TASK BRIEF ▸ Your output must match the records below character for character.

#### SUPPLIED DATA

PR #4246, opened 2026-05-05
fix(ci): use the environment NHOST_PAT directly

meh:
### Checklist

- [X] No breaking changes
- [X] Tests pass

### Description

This avoids dirtying the tree when running `make check` for `cli`, the derivation was already impure since the `Makefile` was editing the script generating the access token.

### DIFF
--- a/cli/Makefile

########

EXERCISE OUTPUT ▸
PR #4246, opened 2026-05-05
fix(ci): use the environment NHOST_PAT directly

meh:
### Checklist

- [X] No breaking changes
- [X] Tests pass

### Description

This avoids dirtying the tree when running `make check` for `cli`, the derivation was already impure since the `Makefile` was editing the script generating the access token.

### DIFF
--- a/cli/Makefile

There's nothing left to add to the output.